(EXERCISE DIRECTIONS)
Quote exactly and only this range of lines in the data below: the line that holds "If (1) is true" to the line that holds "As best I can", both included.

[Excerpts from a dataset]

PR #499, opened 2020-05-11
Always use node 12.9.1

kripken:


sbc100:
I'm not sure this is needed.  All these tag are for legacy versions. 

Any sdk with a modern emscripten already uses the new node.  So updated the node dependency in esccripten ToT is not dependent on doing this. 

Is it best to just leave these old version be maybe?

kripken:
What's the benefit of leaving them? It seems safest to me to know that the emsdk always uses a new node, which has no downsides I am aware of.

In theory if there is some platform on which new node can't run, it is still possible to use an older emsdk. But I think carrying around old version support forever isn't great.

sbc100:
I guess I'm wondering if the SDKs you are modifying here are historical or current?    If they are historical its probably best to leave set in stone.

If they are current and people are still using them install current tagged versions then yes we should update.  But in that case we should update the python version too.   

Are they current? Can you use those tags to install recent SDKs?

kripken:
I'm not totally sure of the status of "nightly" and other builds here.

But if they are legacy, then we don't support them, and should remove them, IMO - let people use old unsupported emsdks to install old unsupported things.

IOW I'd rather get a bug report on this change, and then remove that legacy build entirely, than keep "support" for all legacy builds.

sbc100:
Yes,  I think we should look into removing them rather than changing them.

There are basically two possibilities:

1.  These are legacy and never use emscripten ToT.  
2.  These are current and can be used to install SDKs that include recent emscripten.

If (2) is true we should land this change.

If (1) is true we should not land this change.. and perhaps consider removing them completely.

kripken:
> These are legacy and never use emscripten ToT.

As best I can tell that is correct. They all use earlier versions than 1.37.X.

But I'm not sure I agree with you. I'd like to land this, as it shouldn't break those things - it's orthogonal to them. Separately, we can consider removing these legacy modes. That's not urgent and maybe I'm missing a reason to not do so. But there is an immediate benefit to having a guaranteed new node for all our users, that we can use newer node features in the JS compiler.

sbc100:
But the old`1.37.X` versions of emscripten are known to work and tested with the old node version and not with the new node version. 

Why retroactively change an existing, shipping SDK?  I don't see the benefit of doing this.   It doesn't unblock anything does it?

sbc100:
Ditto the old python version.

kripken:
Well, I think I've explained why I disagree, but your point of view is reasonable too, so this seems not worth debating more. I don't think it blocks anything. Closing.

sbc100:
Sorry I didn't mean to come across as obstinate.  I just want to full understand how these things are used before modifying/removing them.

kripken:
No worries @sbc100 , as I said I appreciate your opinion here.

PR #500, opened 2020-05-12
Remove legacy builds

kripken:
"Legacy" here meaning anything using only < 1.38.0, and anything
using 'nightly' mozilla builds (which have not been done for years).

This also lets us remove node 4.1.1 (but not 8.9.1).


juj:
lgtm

(TASK ANSWER)
If (1) is true we should not land this change.. and perhaps consider removing them completely.

kripken:
> These are legacy and never use emscripten ToT.

As best I can tell that is correct. They all use earlier versions than 1.37.X.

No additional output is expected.